# [Requirement]
All lines with the word "array" must be pulled from the entries below.
[Supplied entries Boundary: Start]
PR #6701, opened 2021-09-27
types(ChannelTypes): remove unknown from CHANNEL options

ImRodry:
This PR simply removes the ability to put UNKNOWN in the channelTypes array in a CHANNEL option on a chat input application command.

### DIFF
--- a/typings/index.d.ts
+++ b/typings/index.d.ts
@@ -3080,8 +3080,8 @@ export type ApplicationCommandData =
 
 export interface ApplicationCommandChannelOptionData extends BaseApplicationCommandOptionsData {
   type: CommandOptionChannelResolvableType;
-  channelTypes?: (keyof typeof ChannelTypes | ChannelTypes)[];
-  channel_types?: ChannelTypes[];
+  channelTypes?: Exclude<keyof typeof ChannelTypes | ChannelTypes, 'UNKNOWN' | ChannelTypes.UNKNOWN>[];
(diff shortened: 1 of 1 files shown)


ImRodry:
Gonna bring this here from Discord so that the discussion isn't lost.
I removed the UNKNOWN type because passing this actually throws an error on Discord's end but I believe DM and GROUP_DM should be removed too because passing these with no other type causes the option to be unusable because you will be left with no channels to choose from, however, the API accepts both of these types, even by themselves, so I'd like to know from @discordjs/the-big-3 if I should remove those too or let them stay

kyranet (approved):

iCrawl (approved):

SpaceEEC (approved):

ImRodry:
> Gonna bring this here from [Discord](https://canary.discord.com/channels/222078108977594368/682166281826598932/892072942735859824) so that the discussion isn't lost. I removed the UNKNOWN type because passing this actually throws an error on Discord's end but I believe DM and GROUP_DM should be removed too because passing these with no other type causes the option to be unusable because you will be left with no channels to choose from, however, the API accepts both of these types, even by themselves, so I'd like to know from @discordjs/the-big-3 if I should remove those too or let them stay
> 
> EDIT: having a CHANNEL option with the only DM in the channelTypes array doesn't accept DM channel ids either, causing the following error to be thrown: image

So I guess we’re allowing dm channel types to be sent here?

SpaceEEC:
I'm in favor of not validating those and let Discord do that.

vladfrangu (approved):

PR #6710, opened 2021-09-28
refactor: use the `node:` protocol

almeidx:
- https://github.com/nodejs/node/issues/38343
- https://nodejs.org/api/modules.html#modules_core_modules

### DIFF
--- a/src/client/BaseClient.js
+++ b/src/client/BaseClient.js
@@ -1,6 +1,6 @@
 'use strict';
 
-const EventEmitter = require('events');
+const EventEmitter = require('node:events');
 const RESTManager = require('../rest/RESTManager');
 const Options = require('../util/Options');
 const Util = require('../util/Util');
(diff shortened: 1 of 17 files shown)


kyranet (approved):

SpaceEEC (approved):

ckohen:
If we're going with this, could we add the [eslint plugin](https://github.com/sindresorhus/eslint-plugin-unicorn/blob/main/docs/rules/prefer-node-protocol.md) as well? The plugin has a lot of rules and we'd only be using one though, so more thoughts needed.

almeidx:
> If we're going with this, could we add the [eslint plugin](https://github.com/sindresorhus/eslint-plugin-unicorn/blob/main/docs/rules/prefer-node-protocol.md) as well? The plugin has a lot of rules and we'd only be using one though, so more thoughts needed.

Would I enable it on this pull request?

ckohen:
Yes, if that is the decision, it should be implemented here

vladfrangu (approved):

iCrawl (approved):

PR #6715, opened 2021-09-29
types(Vanity): Make `uses` non-nullable

Jiralite:
Guild#fetchVanityData() seems to always return a number for `uses`, even in the event that:

- A guild has no vanity URL access
- A guild has vanity URL access but has not set it
- A guild has a vanity URL with no uses

In the above cases, Discord returns 0 for `uses`, so this can never be `null`.


SpaceEEC (approved):

ImRodry (approved):
Title should say something along the lines of `typings(Vanity): make uses non-nullable`

kyranet (approved):

vladfrangu (approved):

iCrawl (approved):

PR #6721, opened 2021-09-30
refactor(User): set accentColor and banner to undefined when not yet received

ImRodry:
This PR changes the accentColor and banner properties in User to default to undefined when they're not present in the payload since they need to be force-fetched for the client to receive them. I'm doing this because these properties can actually be null after being fetched (meaning they're not present) and that would make it hard to tell those two scenarios apart. To go along with these changes I also made hexAccentColor return accentColor when this is falsy (so either null or undefined, to avoid duplicating code) and made User#bannerURL throw an error when being called before the user is fetched. Despite the new error, this should not be semver major as these properties are not live on stable yet.

### DIFF
--- a/src/structures/User.js
+++ b/src/structures/User.js
@@ -89,7 +89,7 @@ class User extends Base {
        * @type {?number}
        */
       this.accentColor = data.accent_color;
-    } else if (this.banner !== null) {
+    } else if (this.accentColor !== null) {
       this.accentColor ??= undefined;
     }
 
--- a/src/structures/User.js
+++ b/src/structures/User.js
@@ -175,7 +175,7 @@ class User extends Base {
    * @readonly
    */
   get hexAccentColor() {
-    if (!this.accentColor && typeof this.accentColor !== 'number') return this.accentColor;
+    if (typeof this.accentColor !== 'number') return this.accentColor;
     return `#${this.accentColor.toString(16).padStart(6, '0')}`;
   }
 
--- a/src/structures/User.js
+++ b/src/structures/User.js
@@ -74,23 +74,23 @@ class User extends Base {
     if ('banner' in data) {
       /**
        * The user banner's hash
-       * <info>The user must be force fetched for this property to be present</info>
+       * <info>The user must be force fetched for this property to be present or be updated</info>
        * @type {?string}
        */
       this.banner = data.banner;
-    } else {
-      this.banner ??= null;
+    } else if (this.banner !== null) {
+      this.banner ??= undefined;
     }
 
     if ('accent_color' in data) {
       /**
        * The base 10 accent color of the user's banner
-       * <info>The user must be force fetched for this property to be present</info>
+       * <info>The user must be force fetched for this property to be present or be updated</info>
        * @type {?number}
        */
       this.accentColor = data.accent_color;
-    } else {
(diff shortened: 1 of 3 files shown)


ImRodry:
Sorry for the two force-pushes, had some issues in the first versions but it should be all good now!

src/structures/User.js
```diff
@@ -179,17 +179,19 @@ class User extends Base {
    * @readonly
    */
   get hexAccentColor() {
-    if (!this.accentColor) return null;
+    if (!this.accentColor) return this.accentColor;
     return `#${this.accentColor.toString(16).padStart(6, '0')}`;
```
NotSugden, line 183:
```suggestion
    return this.accentColor && `#${this.accentColor.toString(16).padStart(6, '0')}`;
```
i believe this would work too (removing the above line also)

src/structures/User.js
```diff
@@ -78,23 +78,23 @@ class User extends Base {
...
       /**
        * The base 10 accent color of the user's banner
-       * <info>The user must be force fetched for this property to be present</info>
+       * <info>The user must be force fetched for this property to be present or be updated</info>
        * @type {?number}
        */
       this.accentColor = data.accent_color;
-    } else {
-      this.accentColor ??= null;
+    } else if (this.banner !== null) {
```
NotSugden, line 96:
```suggestion
    } else if (this.accentColor !== null) {
```
C&P go brrrrr

NotSugden (changes requested):

src/structures/User.js
NotSugden: actually on second thoughts

if accentColor is 0 then 0 would be returned (in both instances) so perhaps a more robust check is required

ImRodry: I can probably just add a check if accentColor isn’t a number on the first one

src/structures/User.js
ImRodry: Oopsie, you saw nothing

src/structures/User.js
```diff
@@ -179,17 +179,19 @@ class User extends Base {
    * @readonly
    */
   get hexAccentColor() {
-    if (!this.accentColor) return null;
+    if (!this.accentColor && typeof this.accentColor !== 'number') return this.accentColor;
```
vladfrangu, line 182: Couldn't you simplify this to just the typeof check?

vladfrangu (changes requested):

src/structures/User.js
ImRodry: I’d rather not because people could set the accentColor on their own and thus break it a bit, I think this is more secure

SpaceEEC: I don't think we do this anywhere else, do we?
Generally, if you mess with properties you aren't supposed to mess with, expect weird behavior. 🤷

ImRodry: Sure then I guess

vladfrangu (approved):

SpaceEEC (approved):

iCrawl:
This needs a rebase.

ImRodry:
Rebased!

kyranet (approved):

iCrawl:
This needs a rebase.

PR #6734, opened 2021-10-01
fix(ReactionCollector): only call the filter function once

### LINKED ISSUE #6461: ReactionCollector filter is called twice
Upon adding a new reaction to a message with a `ReactionCollector` on it, the collector's filter function is called twice. This issue began with `v13.0.0`. I've checked the source code and found that the filter is called once to determine whether the `create` event should be emitted...
https://github.com/discordjs/discord.js/blob/cfde127072ae06b63f17ba19b3e0d28fddef97d6/src/structures/ReactionCollector.js#L104-L106
...and again in a parent method, before emitting the `collect` event
https://github.com/discordjs/discord.js/blob/cfde127072ae06b63f17ba19b3e0d28fddef97d6/src/structures/interfaces/Collector.js#L100-L108

As a user of the library, it would be ideal if the filter function is only called once per reaction creation. In my situation, I call a third-party API in my collector's filter. The call is only intended to be placed once per reaction collection, not twice.

```js
const { Client, Intents } = require('discord.js');

const client = new Client({ intents: [Intents.FLAGS.GUILDS, Intents.FLAGS.GUILD_MESSAGES, Intents.FLAGS.GUILD_MESSAGE_REACTIONS] });

client.on('messageCreate', (msg) => {
    msg.createReactionCollector({
        filter: function(r, u) {
            console.log('in filter');   //should appear twice
            return false;
        },
    });
});

client.login("DISCORD_TOKEN");
```

**Further details:**

- discord.js version: `13.1.0`
- Node.js version: `16.6.1`
- Operating system: Windows 10 Version 21H1
- Priority this issue should have – please be realistic and elaborate if possible: Low, is not a critical problem

**Relevant client options:**

- partials: none
- gateway intents: Same as in code snippet (`GUILDS`, `GUILD_MESSAGES`, `GUILD_MESSAGE_REACTIONS`)
- other: none

SpaceEEC:

This PR resolved #6461 by only calling the filter function once.

### DIFF
--- a/src/structures/ReactionCollector.js
+++ b/src/structures/ReactionCollector.js
@@ -67,6 +67,17 @@ class ReactionCollector extends Collector {
     });
 
     this.on('collect', (reaction, user) => {
+      /**
+       * Emitted whenever a reaction is newly created on a message. Will emit only when a new reaction is
+       * added to the message, as opposed to {@link Collector#collect} which which will
+       * be emitted even when a reaction has already been added to the message.
+       * @event ReactionCollector#create
+       * @param {MessageReaction} reaction The reaction that was added
+       * @param {User} user The user that added the reaction
+       */
+      if (reaction.count === 1) {
+        this.emit('create', reaction, user);
+      }
       this.total++;
       this.users.set(user.id, user);
     });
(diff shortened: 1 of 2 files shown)


src/structures/ReactionCollector.js
```diff
@@ -81,10 +92,10 @@ class ReactionCollector extends Collector {
    * Handles an incoming reaction for possible collection.
    * @param {MessageReaction} reaction The reaction to possibly collect
    * @param {User} user The user that added the reaction
```
vaporox, line 94: This line should be removed (and the method signature needs to be changed in the typings too)

SpaceEEC: I'd argue that it should just stay there: The parameter is still there, since the event emits them both.

vaporox: It's still there for the `collect` event, but not for the `collect` method :eyes:

iCrawl (approved):

vladfrangu (approved):

PR #7259, opened 2022-01-12
feat(interaction): add `isRepliable` type guard

suneettipirneni:
**Please describe the changes this PR makes and why it should be merged:**

@almostSouji will be happy about this

**Status and versioning classification:**
Please move lines that apply to you out of the comment:
- Code changes have been tested against the Discord API, or there are no code changes
- I know how to update typings and have done so, or typings don't need updating
- This PR changes the library's interface (methods or parameters added)

PR #7371, opened 2022-01-31
feat: add `isRepliable` type guard to `InteractionResponses`

Syjalo:
Addition to #7259. 

### DIFF
--- a/packages/discord.js/src/structures/interfaces/InteractionResponses.js
+++ b/packages/discord.js/src/structures/interfaces/InteractionResponses.js
@@ -225,6 +225,14 @@ class InteractionResponses {
     return options.fetchReply ? this.fetchReply() : undefined;
   }
 
+  /**
+   * Indicates whether this interaction can be replied to.
+   * @returns {boolean}
+   */
+  isRepliable() {
+    return !(this.deferred || this.replied);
[Supplied entries Boundary: End]
# [Written response]
This PR simply removes the ability to put UNKNOWN in the channelTypes array in a CHANNEL option on a chat input application command.
> EDIT: having a CHANNEL option with the only DM in the channelTypes array doesn't accept DM channel ids either, causing the following error to be thrown: image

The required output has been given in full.